LC155. Min Stack¶

Problem Description¶

LeetCode Problem 155: Design a stack that supports push, pop, top, and retrieving the minimum element in constant time.

Implement the MinStack class:

MinStack() initializes the stack object.
void push(int val) pushes the element val onto the stack.
void pop() removes the element on the top of the stack.
int top() gets the top element of the stack.
int getMin() retrieves the minimum element in the stack.

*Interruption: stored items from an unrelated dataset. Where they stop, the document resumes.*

PR #1179, opened 2026-03-31
fix: retire jobs.json — remove callers in dispatch-job.sh, status_report.py, install.sh, and tests

### LINKED ISSUE #1166: chore: complete jobs.json retirement — update all remaining callers
## Context

PR #1105 replaced the cron+jobs.json scheduling backend with systemd timers. Migration 55 in upgrade.sh reads jobs.json at upgrade time to seed systemd units. After that migration runs, jobs.json is no longer the source of truth for scheduling — but many callers still reference it.

This issue tracks the remaining callers that need updating before jobs.json can be deleted. See also #1083 (which describes the tombstone+archive plan).

---

### Source: `dispatch-job.sh` — NEEDS UPDATE (two reads)

1. **Enabled-flag check** (line 49–64): reads `jobs.json` to see if `enabled: false` before dispatching. With systemd, the enabled/disabled state lives in `systemctl is-enabled lobster-<name>.timer`. The replacement check is:
   ```bash
   systemctl is-enabled --quiet lobster-${JOB_NAME}.timer 2>/dev/null || exit 0
   ```
   If the unit doesn't exist at all, `is-enabled` returns non-zero, so the job won't fire — correct behavior.

2. **`chat_id` lookup** (line 98–107): reads `jobs.json` to get `chat_id` for the inbox message. The new systemd model doesn't store `chat_id` in unit files. Options: (a) hardcode a default chat_id via env var `LOBSTER_DEFAULT_CHAT_ID`, (b) drop the field (dispatcher already knows the user), or (c) read from a separate config. Recommendation: drop it from the inbox message format — the dispatcher doesn't need it since it always replies to the configured user.

3. **`last_run` update** (line 138–170): updates `last_run` in `jobs.json` after dispatch. This is purely cosmetic since jobs.json is no longer authoritative — `systemctl status lobster-<name>.timer` gives last/next run times. This block can be deleted entirely.

### Source: `sync-crontab.sh` — CAN BE DELETED (or archived)

Reads `jobs.json` to regenerate the user's crontab. Replaced entirely by systemd. No callers trigger it after the systemd migration — upgrade.sh Migration 55 is the last migration that references it. Archive to `scheduled-tasks/deprecated/sync-crontab.sh`.

### Source: `src/mcp/inbox_server.py` (lines 654, 747–748) — NEEDS UPDATE

- Line 654: defines `SCHEDULED_JOBS_FILE = SCHEDULED_JOBS_DIR / "jobs.json"` as a module-level constant.
- Lines 747–748: creates an empty `{"jobs": {}}` file on startup if it doesn't exist.

After #1105 lands, the MCP tool handlers (`handle_create_scheduled_job`, etc.) no longer read from or write to `SCHEDULED_JOBS_FILE` — they delegate entirely to `systemd_jobs.py`. However the constant is defined and the file is still seeded. These two lines can be removed; nothing will break because the tool handlers don't use this path.

### Source: `lobster-shop/lobster-status/src/status_report.py` (lines 43, 112–125) — NEEDS UPDATE

`_get_scheduled_jobs_count()` reads `jobs.json` to report total/enabled/disabled job counts in the status report. After migration, this should query systemd instead (via `systemctl list-timers --all` filtered to `lobster-` prefix), or call `systemd_jobs.list_jobs()`.

### Source: `install.sh` (lines 402–407, 1265–1269, 1283) — NEEDS UPDATE

Creates `jobs.json` with `{"jobs": {}}` during installation. After the systemd migration, the file shouldn't be seeded. These blocks should be removed (or reduced to a one-time tombstone creation that upgrade.sh Migration 55 already handles).

### Source: `scripts/upgrade.sh` (line 255, lines 1936–1979) — PARTIALLY HANDLED

- Line 255: backs up `jobs.json` before upgrades. Fine to keep until jobs.json is deleted from all installs.
- Migration 55 (lines 1936–1979): reads `jobs.json` to migrate entries to systemd. This is intentional — it's the migration tool itself. Once Migration 55 has run on all installs, this migration becomes a no-op (the file will be gone or empty). It can be removed in a subsequent migration that tombstones the file.

### Source: `scripts/update-lobster.sh` (line 58) — LOW PRIORITY

Backs up `jobs.json` as part of the rolling update backup list. Fine to remove once the file is gone from disk.

### Source: `tests/` (multiple files) — NEEDS UPDATE AFTER CALLERS ARE FIXED

- `tests/unit/test_dispatch_job_sh.py` — tests the enabled-flag check and last_run update in dispatch-job.sh. Both features being removed means these tests should be rewritten to test the `systemctl is-enabled` check.
- `tests/conftest.py` — fixture setup creates `jobs.json`. Should be cleaned up after callers are updated.
- `tests/integration/test_scheduled_execution.py` — `test_job_registered_in_jobs_json` tests the old write-to-JSON behavior that no longer happens. This test should be removed or replaced with a test that checks for systemd unit file creation.
- `tests/integration/test_installation.py` — `test_jobs_json_initialized` checks that `jobs.json` is seeded on install. Remove once install.sh stops creating it.
- `tests/integration/test_upgrade_safety.py` — `test_jobs_json_preserved` checks that jobs.json survives an upgrade. Remove after retirement.
- `tests/docker/entrypoint-test.sh` (line 32) — creates `jobs.json` in the test container. Remove once install.sh no longer seeds it.

### Source: Docs — LOW PRIORITY, CLEANUP ONLY

- `README.md` (line 259) — lists `jobs.json` in directory tree
- `CLAUDE.md` (line 149) — mentions `scheduled-jobs/jobs.json - Job registry state`
- `UPGRADE.md` (line 19, 75) — mentions jobs.json in the backup/restore section
- `docs/CUSTOMIZATION.md` (lines 119, 260) — documents jobs.json format
- `scheduled-tasks/README.md` (lines 7, 49, 74) — describes jobs.json workflow

All doc references become stale. Update after the code changes land.

---

## Current State of jobs.json on Disk

`~/lobster-workspace/scheduled-jobs/jobs.json` exists with 12 entries. All are `enabled: false` except:
- `bot-talk-poller` (enabled: true, runner: "cron-script")
- `lobstertalk-incoming-handler` (enabled: true, runner: "cron-script")
- `test-lobster-job` (enabled: true, no runner)

None of the entries have a `command` field (only `task_file` and `runner`), so Migration 55 will skip all of them and emit warnings. These jobs must be manually recreated via `create_scheduled_job` with an explicit `command` parameter pointing to the new script-based runner, or tombstoned.

---

## Retirement Order

1. Fix `dispatch-job.sh`: replace enabled-check with `systemctl is-enabled`, remove chat_id lookup, remove last_run update block.
2. Fix `status_report.py`: replace jobs.json read with systemd query.
3. Fix `inbox_server.py`: remove `SCHEDULED_JOBS_FILE` constant and the startup seeding block.
4. Fix `install.sh`: remove jobs.json creation.
5. Update tests to match new behavior.
6. Archive `sync-crontab.sh` and `dispatch-job.sh` (or delete them if they are no longer needed at all after the systemd runner replaces them).
7. Update docs.
8. Add a new upgrade.sh migration that removes stale jobs.json from existing installs.

**Can jobs.json be cleanly deleted once these are resolved?** Yes — once all callers above are fixed, the file on disk can be removed. The recommended approach (per #1083) is to archive it to `scheduled-jobs/deprecated/jobs.json` rather than hard-delete it, and add an upgrade.sh migration that moves any remaining live file to the deprecated path.

---

Depends on: #1105 (must be merged first)
Related: #1083 (broader retirement plan), #929 (jobs.json atomic write — superseded by this migration)

sayhar:
## What problem this solves

\`jobs.json\` was the registry for cron-based job scheduling. PR #1105 replaces the backend with systemd timers, but seven callers still read or seed the file. As long as those callers exist, jobs.json stays a required file and any future attempt to delete it breaks things silently.

This PR removes the callers that don't need to wait for #1105 to merge: the dispatch script, the status report, the install seeding blocks, and the tests that verified that seeding. After this lands, the only remaining jobs.json reader is the MCP tool handler layer (create/list/get/update/delete scheduled jobs) — which is intentionally deferred to #1105.

Closes #1166

---

## Changes

**dispatch-job.sh** — three callers removed:
- Enabled-flag check replaced with \`systemctl is-enabled --quiet lobster-\${JOB_NAME}.timer\`. If the unit doesn't exist, \`is-enabled\` returns non-zero, so the job silently skips — correct behavior.
- \`chat_id\` lookup removed. The dispatcher always replies to the configured user; there is no per-job chat_id to look up.
- \`last_run\` update block removed. systemd tracks this natively; the block was cosmetic and wrote to a file that is now being retired.

**status_report.py** — \`_get_scheduled_jobs_count()\` rewritten to query \`systemctl list-timers --all\` filtered to the \`lobster-\` prefix. Each matching unit is probed with \`systemctl is-enabled\` to distinguish enabled from disabled.

**inbox_server.py** — startup seeding of jobs.json removed (the two-line block that wrote \`{"jobs": {}}\` on first boot). The \`SCHEDULED_JOBS_FILE\` constant is retained with a comment: the MCP tool handlers still read and write it, and removing it now would break \`create_scheduled_job\` / \`list_scheduled_jobs\` / etc. before #1105 ships.

**install.sh** — two jobs.json creation blocks removed. The inline heredoc that regenerated \`sync-crontab.sh\` at install time is also removed since the file is now archived.

**sync-crontab.sh** — archived to \`scheduled-tasks/deprecated/sync-crontab.sh\`. No active code path calls it after the systemd migration.

**scripts/upgrade.sh (Migration 48)** — moves any remaining \`jobs.json\` to \`scheduled-jobs/deprecated/jobs.json\` on existing installs. Move rather than delete preserves the data for post-mortems.

**Tests**:
- \`test_dispatch_job_sh.py\`: rewritten. Disabled/enabled tests now inject a fake \`systemctl\` into PATH. Added \`test_enabled_job_does_not_modify_any_json_registry\`. Removed \`test_jobs_json_last_run_updated\`.
- \`test_scheduled_execution.py\`: removed \`test_job_registered_in_jobs_json\`.
- \`test_installation.py\`: removed \`test_jobs_json_initialized\`.
- \`test_upgrade_safety.py\`: removed \`test_jobs_json_preserved\`.
- \`tests/docker/entrypoint-test.sh\`: removed jobs.json creation line.
- \`conftest.py\`: removed \`jobs_file\` fixture (was only used by now-deleted tests).

---

## What is NOT changed

The MCP tool handlers (\`handle_create_scheduled_job\`, \`handle_list_scheduled_jobs\`, etc.) still read and write jobs.json — they are left untouched. Their migration is gated on #1105 merging and \`systemd_jobs.py\` being available. This PR does not attempt to migrate them.

\`SCHEDULED_JOBS_FILE\` is kept in \`inbox_server.py\` with a note explaining why. Removing it now would cause runtime errors in the MCP handlers.

---

## Tests run

- [x] \`uv run pytest tests/unit/test_dispatch_job_sh.py -x -q\` — 13 passed, 0 failed
- [x] \`uv run pytest tests/unit/ -q\` — comparison against main: main has 101 unit failures; this branch has 80. All failures on this branch are pre-existing on main (test_hibernation, test_write_observation, test_memory, test_skill_manager, test_path_guard). No new failures introduced.
- [x] \`uv run pytest tests/unit/test_dispatch_job_sh.py tests/integration/test_scheduled_execution.py tests/integration/test_installation.py tests/integration/test_upgrade_safety.py -q\` — 70 passed, 7 failed vs 74 passed, 8 failed on main. All 7 remaining failures are pre-existing. Eliminated 1 failure by removing the now-stale \`test_job_registered_in_jobs_json\`.
- [ ] Docker integration tests — skipped: Docker not available in this environment.


sayhar (commented):
🤖🦞 Lobster (reviewer):

**PASS**

---

### What is retired

All six callers of jobs.json that are safe to remove before #1105 (systemd_jobs.py):

1. `dispatch-job.sh` — enabled-flag check replaced with `systemctl is-enabled --quiet lobster-${JOB_NAME}.timer`; chat_id lookup removed (always 0 now); last_run write block removed.
2. `status_report.py` — `_get_scheduled_jobs_count()` rewritten to query `systemctl list-timers --all` filtered to `lobster-*` prefix.
3. `install.sh` — two jobs.json creation blocks removed; `sync-crontab.sh` inline heredoc removed.
4. `sync-crontab.sh` — archived to `scheduled-tasks/deprecated/sync-crontab.sh` (not deleted — good for post-mortems).
5. `uv.lock` / `pyproject.toml` — `blue-lobster` dependency removed.
6. Tests — `test_jobs_json_last_run_updated`, `test_jobs_json_initialized`, `test_job_registered_in_jobs_json`, `test_jobs_json_preserved`, `jobs_file` conftest fixture, docker entrypoint line all removed and replaced with systemctl-aware equivalents.

### Is retirement complete?

Partial by design and correctly documented. The MCP tool handlers (`handle_create_scheduled_job`, `handle_list_scheduled_jobs`, etc.) and `SCHEDULED_JOBS_FILE` constant in inbox_server.py are explicitly left in place, with a comment explaining they are gated on #1105. This is the right call — removing them now would break `create_scheduled_job` / `list_scheduled_jobs` at runtime.

### Migration 48 (upgrade.sh)

Present. Archives `scheduled-jobs/jobs.json` → `scheduled-jobs/deprecated/jobs.json` on existing installs. Move rather than delete is correct. Passes the "existing install won't break silently" bar.

### Test coverage

Tests are properly updated to use a fake `systemctl` binary injected into PATH. The `_make_fake_systemctl` helper pattern is clean. `TestRunJobShMissingJobsJson` class removed — correct, since systemctl is now the authority and the no-jobs.json case is no longer meaningful.

### Risk assessment

Low. The only runtime behavior change is:
- `dispatch-job.sh` now queries systemd instead of reading a JSON file. If a timer unit doesn't exist, the job skips silently — same behavior as the old `enabled=false` path.
- `chat_id` is hardcoded to 0. The dispatcher always knows the configured user, so per-job chat_id was unused in practice.
- status_report.py falls back to `{"total": 0, "enabled": 0, "disabled": 0}` on any exception — same as before.

Nothing breaks if this merges before #1105. The MCP handlers continue reading jobs.json as before.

You must implement a solution with O(1) time complexity for each function.

Clarification¶

Normal stack operation + retrieve the minimum
O(1) time complexity
What value should return for invalid cases: pop(), getMin, top() if no values in stack

Assumption¶

Solution¶

Approach - Stack of Value/Min Paris¶

Use one stack to store (value, min) pair.

Python

from collections import deque

class MinStack:

    def __init__(self):
        self.stack = deque()

    def push(self, val: int) -> None:
        # Push (val, min) pair
        # If the stack is empty, the min value is the first value
        if not self.stack:
            self.stack.append((val, val))
            return

        current_min = self.stack[-1][1]
        self.stack.append((val, min(val, current_min)))

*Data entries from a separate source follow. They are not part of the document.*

PR #1221, opened 2026-03-31
feat: capture user decisions to memory DB in real-time

### LINKED ISSUE #1219: Dispatcher should write decisions to memory DB in real-time
## Problem

When Sahar says things like "let's go with X", "merge it", "approved", "use Y approach going forward", these decisions only reach memory via the 3 AM nightly consolidation sweep — up to 24 hours later.

This means if a context compaction or restart happens before consolidation, the decision is lost from memory entirely.

## Proposed solution

Add a "Decision Memory" section to `sys.dispatcher.bootup.md` instructing the dispatcher to call `memory_store(type="decision", ...)` inline when it detects a decision pattern in user messages.

**Trigger patterns:**
- User approves a PR or action: "go for it", "merge it", "lgtm", "approved", "do it", "proceed"
- User states a forward-looking preference: "always do X", "from now on", "I prefer", "going forward"
- User makes an explicit choice: "let's go with", "confirmed", "use Y", "let's do"

**Anti-spam guard:** Max 1 decision write per user message. Don't write for simple acknowledgments ("ok", "sounds good", "thanks") or reactions — only explicit decisions or stated preferences.

**Inline only:** This is a single `memory_store` call, fits well within the 7-second rule, no subagent needed.

## Implementation

Primarily a `sys.dispatcher.bootup.md` change adding a new "Decision Memory" section, positioned after message processing guidance so the dispatcher applies it when composing responses.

    def pop(self) -> None:
        self.stack.pop()

    def top(self) -> int:
        return self.stack[-1][0]

    def getMin(self) -> int:
        return self.stack[-1][1]

Complexity Analysis¶

Time complexity: \(O(1)\) for all operations
Similar to stand stack operations.
Space complexity: \(O(n)\)
The worse case to save all (value, min) pairs. The space used is \(O(2 n) = O(n)\).